PR #650, opened 2026-08-13
ci(itk): switch to v2 itk launcher

JakubWorek:
# Description

Switches itk scripts to use new version of launcher

Confirmation and testing done in fork: https://github.com/JakubWorek/a2a-js/actions/runs/31665791892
────────────────────
Write out the records above exactly as given.

PR #650, opened 2026-08-13
ci(itk): switch to v2 itk launcher

JakubWorek:
# Description

Switches itk scripts to use new version of launcher

Confirmation and testing done in fork: https://github.com/JakubWorek/a2a-js/actions/runs/31665791892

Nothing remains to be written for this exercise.